*** Opening of Information given ***

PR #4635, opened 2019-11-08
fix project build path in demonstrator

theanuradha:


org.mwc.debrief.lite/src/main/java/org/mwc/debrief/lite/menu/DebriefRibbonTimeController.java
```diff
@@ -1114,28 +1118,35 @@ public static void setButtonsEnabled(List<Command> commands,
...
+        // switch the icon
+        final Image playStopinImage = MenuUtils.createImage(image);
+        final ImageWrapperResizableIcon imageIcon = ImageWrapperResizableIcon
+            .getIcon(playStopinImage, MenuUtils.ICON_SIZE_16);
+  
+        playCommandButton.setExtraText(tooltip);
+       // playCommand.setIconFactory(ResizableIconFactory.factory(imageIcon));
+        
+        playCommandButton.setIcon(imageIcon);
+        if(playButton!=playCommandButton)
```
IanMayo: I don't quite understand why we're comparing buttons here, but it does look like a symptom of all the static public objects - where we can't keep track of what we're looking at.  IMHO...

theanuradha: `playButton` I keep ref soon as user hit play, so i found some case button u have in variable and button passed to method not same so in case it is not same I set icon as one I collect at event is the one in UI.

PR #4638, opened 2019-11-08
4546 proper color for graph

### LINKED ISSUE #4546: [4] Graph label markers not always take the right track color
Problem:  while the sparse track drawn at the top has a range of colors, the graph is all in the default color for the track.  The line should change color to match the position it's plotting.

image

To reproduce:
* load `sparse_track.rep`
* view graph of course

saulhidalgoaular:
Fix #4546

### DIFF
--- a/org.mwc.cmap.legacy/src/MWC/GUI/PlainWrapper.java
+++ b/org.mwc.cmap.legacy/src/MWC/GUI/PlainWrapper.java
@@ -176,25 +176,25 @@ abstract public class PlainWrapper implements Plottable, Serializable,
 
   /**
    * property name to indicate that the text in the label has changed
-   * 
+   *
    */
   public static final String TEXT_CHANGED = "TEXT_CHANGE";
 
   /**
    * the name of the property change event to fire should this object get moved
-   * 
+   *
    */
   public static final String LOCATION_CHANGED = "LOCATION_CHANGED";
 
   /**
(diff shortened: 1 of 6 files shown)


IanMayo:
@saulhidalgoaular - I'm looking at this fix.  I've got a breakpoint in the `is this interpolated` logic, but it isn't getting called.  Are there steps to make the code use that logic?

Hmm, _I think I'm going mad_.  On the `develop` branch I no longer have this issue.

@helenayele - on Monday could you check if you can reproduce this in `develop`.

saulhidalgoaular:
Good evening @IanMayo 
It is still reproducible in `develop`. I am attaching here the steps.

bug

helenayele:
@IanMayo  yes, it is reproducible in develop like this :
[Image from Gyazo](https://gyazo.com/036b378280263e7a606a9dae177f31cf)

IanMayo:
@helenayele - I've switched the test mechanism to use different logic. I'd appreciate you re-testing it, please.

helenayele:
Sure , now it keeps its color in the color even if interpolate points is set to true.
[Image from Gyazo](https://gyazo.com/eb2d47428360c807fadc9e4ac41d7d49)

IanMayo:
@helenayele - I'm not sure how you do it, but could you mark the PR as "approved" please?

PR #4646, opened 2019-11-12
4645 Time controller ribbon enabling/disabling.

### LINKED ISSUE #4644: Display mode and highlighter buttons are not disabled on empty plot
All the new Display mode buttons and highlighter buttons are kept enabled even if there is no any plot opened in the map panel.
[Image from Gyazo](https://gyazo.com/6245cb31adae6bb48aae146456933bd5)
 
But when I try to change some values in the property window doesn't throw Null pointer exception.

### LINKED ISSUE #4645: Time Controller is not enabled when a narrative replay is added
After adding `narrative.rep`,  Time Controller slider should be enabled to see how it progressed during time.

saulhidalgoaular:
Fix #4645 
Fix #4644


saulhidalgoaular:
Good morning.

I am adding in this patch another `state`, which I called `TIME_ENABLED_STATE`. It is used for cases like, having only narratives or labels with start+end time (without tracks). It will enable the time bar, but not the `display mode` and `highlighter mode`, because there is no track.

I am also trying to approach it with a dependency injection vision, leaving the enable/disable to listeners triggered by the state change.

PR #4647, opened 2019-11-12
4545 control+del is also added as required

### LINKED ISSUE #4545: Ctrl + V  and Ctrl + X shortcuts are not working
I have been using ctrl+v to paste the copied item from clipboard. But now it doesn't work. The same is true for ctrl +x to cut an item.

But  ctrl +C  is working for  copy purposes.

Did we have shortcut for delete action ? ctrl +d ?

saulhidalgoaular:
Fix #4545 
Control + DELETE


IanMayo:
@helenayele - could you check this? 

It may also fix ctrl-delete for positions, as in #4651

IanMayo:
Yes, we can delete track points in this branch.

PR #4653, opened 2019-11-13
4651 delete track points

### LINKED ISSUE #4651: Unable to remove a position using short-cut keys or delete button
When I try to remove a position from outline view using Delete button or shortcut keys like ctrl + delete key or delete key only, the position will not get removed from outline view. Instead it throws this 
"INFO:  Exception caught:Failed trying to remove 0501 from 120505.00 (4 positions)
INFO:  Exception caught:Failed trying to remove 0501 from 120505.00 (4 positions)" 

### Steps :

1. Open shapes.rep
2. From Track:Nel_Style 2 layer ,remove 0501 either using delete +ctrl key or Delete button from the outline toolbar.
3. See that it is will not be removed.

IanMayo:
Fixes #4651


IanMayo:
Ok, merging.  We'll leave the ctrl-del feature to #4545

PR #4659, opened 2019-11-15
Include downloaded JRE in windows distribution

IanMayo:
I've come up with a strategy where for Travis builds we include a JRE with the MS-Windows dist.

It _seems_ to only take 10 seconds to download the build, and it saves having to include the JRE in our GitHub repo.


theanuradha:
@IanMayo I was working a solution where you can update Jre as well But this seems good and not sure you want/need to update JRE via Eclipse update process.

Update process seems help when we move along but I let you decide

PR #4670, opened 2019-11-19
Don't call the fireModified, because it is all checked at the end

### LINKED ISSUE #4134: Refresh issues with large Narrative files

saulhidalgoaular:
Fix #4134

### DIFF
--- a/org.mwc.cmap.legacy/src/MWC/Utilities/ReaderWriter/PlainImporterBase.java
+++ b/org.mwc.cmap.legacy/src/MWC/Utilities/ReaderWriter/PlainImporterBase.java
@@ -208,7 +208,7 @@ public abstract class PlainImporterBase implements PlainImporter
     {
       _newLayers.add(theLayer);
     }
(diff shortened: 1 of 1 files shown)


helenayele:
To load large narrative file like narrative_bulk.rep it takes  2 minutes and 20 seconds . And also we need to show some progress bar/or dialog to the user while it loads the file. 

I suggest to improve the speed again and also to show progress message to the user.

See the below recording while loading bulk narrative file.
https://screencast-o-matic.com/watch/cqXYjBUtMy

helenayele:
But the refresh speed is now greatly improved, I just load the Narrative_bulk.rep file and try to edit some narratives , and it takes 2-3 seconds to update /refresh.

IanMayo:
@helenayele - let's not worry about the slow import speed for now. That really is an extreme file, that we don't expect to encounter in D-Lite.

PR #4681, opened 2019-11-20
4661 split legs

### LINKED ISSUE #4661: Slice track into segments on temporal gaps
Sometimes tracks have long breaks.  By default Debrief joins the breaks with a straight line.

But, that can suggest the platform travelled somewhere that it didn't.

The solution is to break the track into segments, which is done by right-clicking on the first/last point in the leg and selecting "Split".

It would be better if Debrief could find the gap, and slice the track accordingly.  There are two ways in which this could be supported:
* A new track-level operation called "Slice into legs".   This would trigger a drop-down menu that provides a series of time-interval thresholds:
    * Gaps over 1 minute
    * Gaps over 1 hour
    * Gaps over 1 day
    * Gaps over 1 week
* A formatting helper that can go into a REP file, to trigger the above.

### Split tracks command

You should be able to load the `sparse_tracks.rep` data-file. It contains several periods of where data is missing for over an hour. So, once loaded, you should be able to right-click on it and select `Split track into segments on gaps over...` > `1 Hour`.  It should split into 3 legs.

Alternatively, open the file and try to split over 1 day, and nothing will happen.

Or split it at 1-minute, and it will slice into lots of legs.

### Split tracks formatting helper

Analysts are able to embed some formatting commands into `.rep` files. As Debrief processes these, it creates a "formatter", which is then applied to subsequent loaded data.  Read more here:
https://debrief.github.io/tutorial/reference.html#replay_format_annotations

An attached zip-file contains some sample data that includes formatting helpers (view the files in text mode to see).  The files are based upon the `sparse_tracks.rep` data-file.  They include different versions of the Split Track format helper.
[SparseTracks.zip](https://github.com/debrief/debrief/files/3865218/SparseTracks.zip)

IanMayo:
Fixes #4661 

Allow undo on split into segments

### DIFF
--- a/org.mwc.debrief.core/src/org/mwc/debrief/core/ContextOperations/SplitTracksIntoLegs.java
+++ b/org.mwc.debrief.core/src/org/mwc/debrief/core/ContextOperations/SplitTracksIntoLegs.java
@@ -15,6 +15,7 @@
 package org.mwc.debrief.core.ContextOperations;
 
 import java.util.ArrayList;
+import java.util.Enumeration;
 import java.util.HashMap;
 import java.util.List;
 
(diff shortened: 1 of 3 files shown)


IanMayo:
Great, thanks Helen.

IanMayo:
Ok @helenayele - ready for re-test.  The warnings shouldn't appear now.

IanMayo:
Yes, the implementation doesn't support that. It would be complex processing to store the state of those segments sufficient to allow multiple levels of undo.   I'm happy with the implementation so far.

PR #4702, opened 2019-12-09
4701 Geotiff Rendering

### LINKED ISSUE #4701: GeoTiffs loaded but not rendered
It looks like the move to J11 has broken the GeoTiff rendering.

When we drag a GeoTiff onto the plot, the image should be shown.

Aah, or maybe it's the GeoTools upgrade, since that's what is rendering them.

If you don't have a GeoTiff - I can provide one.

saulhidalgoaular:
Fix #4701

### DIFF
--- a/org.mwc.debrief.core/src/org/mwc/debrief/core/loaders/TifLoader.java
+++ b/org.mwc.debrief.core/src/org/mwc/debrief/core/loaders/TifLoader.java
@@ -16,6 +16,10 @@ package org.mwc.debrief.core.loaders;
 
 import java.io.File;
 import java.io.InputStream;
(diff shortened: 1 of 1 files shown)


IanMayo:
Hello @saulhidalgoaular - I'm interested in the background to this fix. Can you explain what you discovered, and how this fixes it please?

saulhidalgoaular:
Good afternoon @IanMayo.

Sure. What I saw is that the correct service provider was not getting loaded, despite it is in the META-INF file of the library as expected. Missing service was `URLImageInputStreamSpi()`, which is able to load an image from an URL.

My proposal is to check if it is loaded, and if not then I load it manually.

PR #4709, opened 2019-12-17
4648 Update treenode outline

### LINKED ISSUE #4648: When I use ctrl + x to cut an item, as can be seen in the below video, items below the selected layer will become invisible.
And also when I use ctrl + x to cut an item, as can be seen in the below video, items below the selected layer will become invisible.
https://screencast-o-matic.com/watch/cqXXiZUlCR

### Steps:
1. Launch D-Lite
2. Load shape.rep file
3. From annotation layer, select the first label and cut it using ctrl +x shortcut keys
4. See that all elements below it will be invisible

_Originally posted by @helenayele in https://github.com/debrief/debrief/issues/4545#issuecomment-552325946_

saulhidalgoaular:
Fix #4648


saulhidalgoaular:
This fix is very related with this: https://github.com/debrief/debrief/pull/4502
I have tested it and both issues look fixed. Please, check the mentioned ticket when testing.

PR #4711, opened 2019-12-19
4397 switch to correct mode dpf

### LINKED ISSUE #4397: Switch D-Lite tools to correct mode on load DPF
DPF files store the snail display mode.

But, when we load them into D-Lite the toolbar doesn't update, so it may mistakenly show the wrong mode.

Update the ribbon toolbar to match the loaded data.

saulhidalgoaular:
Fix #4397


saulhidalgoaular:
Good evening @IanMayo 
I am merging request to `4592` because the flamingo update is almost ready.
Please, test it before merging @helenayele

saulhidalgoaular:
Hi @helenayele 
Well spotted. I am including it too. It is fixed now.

*** Close of Information given ***

§ What is required: Using the records above, please repeat the line with "DPF files store the snail display mode." and every line after it exactly, and give no other text.

§ Exercise response:
DPF files store the snail display mode.

But, when we load them into D-Lite the toolbar doesn't update, so it may mistakenly show the wrong mode.

Update the ribbon toolbar to match the loaded data.

saulhidalgoaular:
Fix #4397


saulhidalgoaular:
Good evening @IanMayo 
I am merging request to `4592` because the flamingo update is almost ready.
Please, test it before merging @helenayele

saulhidalgoaular:
Hi @helenayele 
Well spotted. I am including it too. It is fixed now.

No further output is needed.